One Th1-type CD4+ (Fig. 1B) clone, B12, produced IL-2 and IFN-γ, but not IL-4 or IL-10, and grew continuously for over 9 mo, allowing for further study. Ab-blocking experiments showed that the β-gal reactivity was class II restricted and CD4 dependent (Fig. 1C). As a β-gal-expressing tumor target, we employed a LacZ-transfected WP4.β-gal subclone, which was shown to be able to process and present Ags on its surface because it could be recognized by Kb-restricted, β-gal-specific CD8+ T cells (not shown).

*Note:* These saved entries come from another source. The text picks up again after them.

Issue #11315, opened 2018-06-15
Support Double precision type in Scala


nswamy:
Currently MXNet-Scala APIs support only float32, this would cause accuracy issues when customers port models between developed on Python to Scala. This needs to be fixed

lupesko:
Thanks for reporting @nswamy - but is this a bug or a feature request?

nswamy:
This is both a bug and feature request, since the accuracy will drop using Float32 on a model vs Float64

lanking520:
Let's combine the conversation in here so we can kill dupes in issues: https://github.com/apache/incubator-mxnet/issues/10338

piyushghai:
@mxnet-label-bot add [Feature request]

Issue #10338, opened 2018-03-30
NDArray saved in Python cannot be loaded in Scala


vascokk:
## Description
I am trying to convert a numpy array into an ndarray and save it. I intend to use the ndaray file in Scala, but getting src/ndarray/ndarray.cc:672: Check failed: fi->Read(data) Invalid NDArray file format.

## Environment info (Required)
Architecture:        x86_64
CPU op-mode(s):      32-bit, 64-bit
Byte Order:          Little Endian
CPU(s):              4
On-line CPU(s) list: 0-3
Thread(s) per core:  1
Core(s) per socket:  4
Socket(s):           1
NUMA node(s):        1
Vendor ID:           GenuineIntel
CPU family:          6
Model:               60
Model name:          Intel(R) Core(TM) i5-4570 CPU @ 3.20GHz
Stepping:            3
CPU MHz:             3192.584
CPU max MHz:         3600.0000
CPU min MHz:         800.0000
BogoMIPS:            6385.16
Virtualization:      VT-x
L1d cache:           32K
L1i cache:           32K
L2 cache:            256K
L3 cache:            6144K
NUMA node0 CPU(s):   0-3
Flags:               fpu vme de pse tsc msr pae mce cx8 apic sep mtrr pge mca cmov pat pse36 clflush dts acpi mmx fxsr sse sse2 ss ht tm pbe syscall nx pdpe1gb rdtscp lm constant_tsc arch_perfmon pebs bts rep_good nopl xtopology nonstop_tsc cpuid aperfmperf pni pclmulqdq dtes64 monitor ds_cpl vmx smx est tm2 ssse3 sdbg fma cx16 xtpr pdcm pcid sse4_1 sse4_2 x2apic movbe popcnt aes xsave avx f16c rdrand lahf_lm abm cpuid_fault epb invpcid_single pti retpoline tpr_shadow vnmi flexpriority ept vpid fsgsbase tsc_adjust bmi1 hle avx2 smep bmi2 erms invpcid rtm xsaveopt dtherm ida arat pln pts
----------Python Info----------
('Version      :', '2.7.14')
('Compiler     :', 'GCC 7.2.0')
('Build        :', ('default', 'Sep 23 2017 22:06:14'))
('Arch         :', ('64bit', ''))
------------Pip Info-----------
('Version      :', '9.0.3')
('Directory    :', '/usr/local/lib/python2.7/dist-packages/pip')
----------MXNet Info-----------
[...]

PR #13678, opened 2018-12-18
[MXNET-1260] Float64 DType computation support in Scala/Java

piyushghai:
## Description ##
This PR introduces Float64/Double data type support in NDArrays in Scala. Currently we only allow precision upto Float32 in Scala as a result of which there are issues when one tries to load a model trained using float64 (in another language binding).

This also fixes two long standing issues : fixes https://github.com/apache/incubator-mxnet/issues/11315 & fixes https://github.com/apache/incubator-mxnet/issues/10338

### Essentials ###

## Comments ##
- Need to complete the F64 support in other classes as well, and then test out and compare training of a model using float32 and float64. The comparison would be in terms of the precision of the loss, accuracy of the trained model, memory occupied by the model during training process.

### DIFF
--- a/scala-package/core/src/main/scala/org/apache/mxnet/MX_PRIMITIVES.scala
+++ b/scala-package/core/src/main/scala/org/apache/mxnet/MX_PRIMITIVES.scala
@@ -31,9 +31,11 @@ object MX_PRIMITIVES {
     * more supported primitives in the future. Currently Float and Double
     * * are supported.
     */
-  trait MX_NUMBER_LIKE {
+  trait MX_NUMBER_LIKE extends Ordered[MX_NUMBER_LIKE]{
 
     def toString: String
+
+    def unary_- : MX_NUMBER_LIKE
   }
 
   /**
@@ -43,12 +45,15 @@ object MX_PRIMITIVES {
   class MX_FLOAT(val data: Float) extends MX_NUMBER_LIKE {
 
     override def toString: String = data.toString
+
+    override def unary_- : MX_NUMBER_LIKE = new MX_FLOAT(data.unary_-)
+
+    override def compare(that: MX_NUMBER_LIKE): Int = this.data.compareTo(that.asInstanceOf[MX_FLOAT].data)
   }
 
   implicit def FloatToMX_Float(d : Float): MX_FLOAT = new MX_FLOAT(d)
 
-
-  implicit def MX_FLoatToFloat(d: MX_FLOAT) : Float = d.data
+  implicit def MX_FloatToFloat(d: MX_FLOAT) : Float = d.data
 
   /**
     * Mimics Double in Scala.
@@ -57,12 +62,14 @@ object MX_PRIMITIVES {
   class MX_Double(val data: Double) extends MX_NUMBER_LIKE {
 
     override def toString: String = data.toString
+
+    override def unary_- : MX_NUMBER_LIKE = new MX_Double(data.unary_-)
+
+    override def compare(that: MX_NUMBER_LIKE): Int = this.data.compareTo(that.asInstanceOf[MX_Double].data)
   }
 
   implicit def DoubleToMX_Double(d : Double): MX_Double = new MX_Double(d)
 
-
   implicit def MX_DoubleToDouble(d: MX_Double) : Double = d.data
-
 
 }
--- a/scala-package/core/src/main/scala/org/apache/mxnet/MX_PRIMITIVES.scala
+++ b/scala-package/core/src/main/scala/org/apache/mxnet/MX_PRIMITIVES.scala
@@ -31,24 +31,24 @@ object MX_PRIMITIVES {
     * more supported primitives in the future. Currently Float and Double
     * * are supported.
     */
-  trait MX_NUMBER_LIKE extends Ordered[MX_NUMBER_LIKE]{
+  trait MX_PRIMITIVE_TYPE extends Ordered[MX_PRIMITIVE_TYPE]{
 
     def toString: String
 
-    def unary_- : MX_NUMBER_LIKE
+    def unary_- : MX_PRIMITIVE_TYPE
   }
 
   /**
     * Mimics Float in Scala.
     * @param data
     */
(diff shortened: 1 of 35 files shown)


piyushghai:
@andrewfayres @lanking520 @zachgk

piyushghai:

CD4+ T cell clone mediates regression of β-gal-expressing tumor in vivo: requirement for host MHC class I and class II molecules

To evaluate if the B12 β-gal-specific, CD4+ T cell clone could mediate tumor destruction, the WP4.β-gal tumor was injected i.v. and allowed to establish for 3 days. Groups treated with the B12 clone had significantly fewer pulmonary nodules than untreated controls at doses as low as 1 × 105 cells in titering experiments (data not shown). Treatment of WP4.β-gal with 3 × 105 B12 clone significantly reduced the average number of lung nodules in repeated experiments (for example from 85 to 17 in Fig. 2A or 174 to 6 in Fig. 2D). The presence of host CD8+ cells was required for this effect (Fig. 2B). To determine the specificity of the observed tumor treatment, the parental WP4.WT was included in the same experiment. No therapy was observed in mice bearing the parental tumor, indicating that tumor expression of β-gal was required (Fig. 2C). Adoptive transfer of a control Th1-type CD4+ T cell clone specific for OVA had no effect on the β-gal expressing tumor (not shown).

FIGURE 2
Adoptive transfer of the B12 clone results in eradication of pulmonary nodules established for 3 days. Mice were given 3 × 105 B12 clone 3 days after i.v. injection of tumor. Pulmonary nodules were enumerated in a coded, blinded fashion 14–16 ...

No specific release of IL-2 was observed upon coculture of the CD4+ B12 clone with tumor. As is characteristic of mouse sarcomas, the WP4.WT and WP4.β-gal tumor cell lines stained positive for MHC class I but negative for MHC class II (not shown), even after treatment with IFN-γ. In contrast, the expression of I-Ab was up-regulated on the B16 melanoma control cell line after incubation with IFN-γ, as previously shown (16).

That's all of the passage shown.